Collected data
——

PR #247, opened 2017-02-01
Some async problems (esp. when using sqlite)

netnexus:
After introducing a more complex entity in our application I found the application e2e tests failing sporadically with some SQLITE constraint problems during remove operations or less often with a "query failed: DROP TABLE "xyz" / "SQLITE_ERROR: no such table: main.my_referenced_table" when syncing/recreating the db schema.

This lead to some investigation of the async functions used in typeorm. Hope you can include the changes, but unfortunately it was not possible to write a test for the changes as the problem only arises sporadically. So please let me explain the changes here:

1. Changed log query time
For better debugging I have moved the query log statement into the promise. This way we will see the query log output when the query is executed, not when the promise with the query is being created. This is important, because without this change the log output is in a different order than the actually executed queries.

2. Made some remove operations sequentially
Some operations run concurrently but should not IMHO. Was the intention really to have them run in parallel? Please have a look at this simplified example how the `await Promise.all(array.map(async ...))` calls are executed. They are started sequentially, but directly after each other without waiting for the predecessor to complete. The `await Promise.all` just assures that all promises resolved before continuing. When removing entities with relations this can lead to an unexpected behavior. 

```typescript
const array = [1, 2, 3, 4, 5, 6];
async function testConcurrentAsyncMap() {
    await Promise.all(array.map(async (num) => {
        await new Promise<void>((resolve) => setTimeout(resolve, Math.random() * 100)); // random delay
        console.log(num);
    }));
}

testConcurrentAsyncMap();
```

> Returns
> 1
> 3
> 2
> 5
> 6
> 4

```typescript
const array = [1, 2, 3, 4, 5, 6];
async function testSeqAsync() {
    for (const num of array) {
        await new Promise<void>((resolve) => setTimeout(resolve, Math.random() * 100)); // random delay
        console.log(num);
    }
}

testSeqAsync();
```

> Returns
> 1
> 2
> 3
> 4
> 5
> 6

3. The previous behavior has some implications when creating the schema with sqlite, because we run recreateTable after each step in e.g. createForeignKeys. As said in 2. `Promise.all(this.entityToSyncMetadatas.map(async metadata => {` will run `recreateTable` multiple times at parallel, which can lead to a race condition when a referenced table was removed (in favor of being replaced with the temporary table in another thread soon).
To work around this issue the PR implements a simple lock/release mechanism for this method, so that it cannot be run concurrently.


pleerock:
Hi, thank you for your efforts and such detailed comment in this PR!

As I understood the problem is that some methods are called in parallel, which call `recreateTable` method, which executes in parallel. And because it executes in parallel - there are problems because it recreates the table and operations are overlapped. Right?

If so, then solution should be execution of those methods which call `recreateTable` in sequence, instead of parallel. I already faced with this problem which happened sometimes on me and made a fix in [this](https://github.com/typeorm/typeorm/commit/f689077c9869a9501e0de9e37ac8679403f95cb4) commit. So looks like I missed something.

Current implementation looks like a very rough monkey patch, which is not acceptable. If I understood the problem correctly you just need to make sure that all operations are executed in sequence, to do that I recommend to use `PromiseUtils.runInSequence` method instead of those patches.

netnexus:
Hi, thank you for the fast feedback. Please let us look at each issue separately:

1. log query time
Do you agree that it is better to log inside the promise? Are you ok with the provided changes?
see e.g. https://github.com/typeorm/typeorm/pull/247/files#diff-f449ebcfffaeef0bb22211a613c8e283R149

2. Remove operation failing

——

> Your assignment: Having read the entries, output all of them verbatim.

> Task output:
PR #247, opened 2017-02-01
Some async problems (esp. when using sqlite)

netnexus:
After introducing a more complex entity in our application I found the application e2e tests failing sporadically with some SQLITE constraint problems during remove operations or less often with a "query failed: DROP TABLE "xyz" / "SQLITE_ERROR: no such table: main.my_referenced_table" when syncing/recreating the db schema.

This lead to some investigation of the async functions used in typeorm. Hope you can include the changes, but unfortunately it was not possible to write a test for the changes as the problem only arises sporadically. So please let me explain the changes here:

1. Changed log query time
For better debugging I have moved the query log statement into the promise. This way we will see the query log output when the query is executed, not when the promise with the query is being created. This is important, because without this change the log output is in a different order than the actually executed queries.

2. Made some remove operations sequentially
Some operations run concurrently but should not IMHO. Was the intention really to have them run in parallel? Please have a look at this simplified example how the `await Promise.all(array.map(async ...))` calls are executed. They are started sequentially, but directly after each other without waiting for the predecessor to complete. The `await Promise.all` just assures that all promises resolved before continuing. When removing entities with relations this can lead to an unexpected behavior. 

```typescript
const array = [1, 2, 3, 4, 5, 6];
async function testConcurrentAsyncMap() {
    await Promise.all(array.map(async (num) => {
        await new Promise<void>((resolve) => setTimeout(resolve, Math.random() * 100)); // random delay
        console.log(num);
    }));
}

testConcurrentAsyncMap();
```

> Returns
> 1
> 3
> 2
> 5
> 6
> 4

```typescript
const array = [1, 2, 3, 4, 5, 6];
async function testSeqAsync() {
    for (const num of array) {
        await new Promise<void>((resolve) => setTimeout(resolve, Math.random() * 100)); // random delay
        console.log(num);
    }
}

testSeqAsync();
```

> Returns
> 1
> 2
> 3
> 4
> 5
> 6

3. The previous behavior has some implications when creating the schema with sqlite, because we run recreateTable after each step in e.g. createForeignKeys. As said in 2. `Promise.all(this.entityToSyncMetadatas.map(async metadata => {` will run `recreateTable` multiple times at parallel, which can lead to a race condition when a referenced table was removed (in favor of being replaced with the temporary table in another thread soon).
To work around this issue the PR implements a simple lock/release mechanism for this method, so that it cannot be run concurrently.


pleerock:
Hi, thank you for your efforts and such detailed comment in this PR!

As I understood the problem is that some methods are called in parallel, which call `recreateTable` method, which executes in parallel. And because it executes in parallel - there are problems because it recreates the table and operations are overlapped. Right?

If so, then solution should be execution of those methods which call `recreateTable` in sequence, instead of parallel. I already faced with this problem which happened sometimes on me and made a fix in [this](https://github.com/typeorm/typeorm/commit/f689077c9869a9501e0de9e37ac8679403f95cb4) commit. So looks like I missed something.

Current implementation looks like a very rough monkey patch, which is not acceptable. If I understood the problem correctly you just need to make sure that all operations are executed in sequence, to do that I recommend to use `PromiseUtils.runInSequence` method instead of those patches.

netnexus:
Hi, thank you for the fast feedback. Please let us look at each issue separately:

1. log query time
Do you agree that it is better to log inside the promise? Are you ok with the provided changes?
see e.g. https://github.com/typeorm/typeorm/pull/247/files#diff-f449ebcfffaeef0bb22211a613c8e283R149

2. Remove operation failing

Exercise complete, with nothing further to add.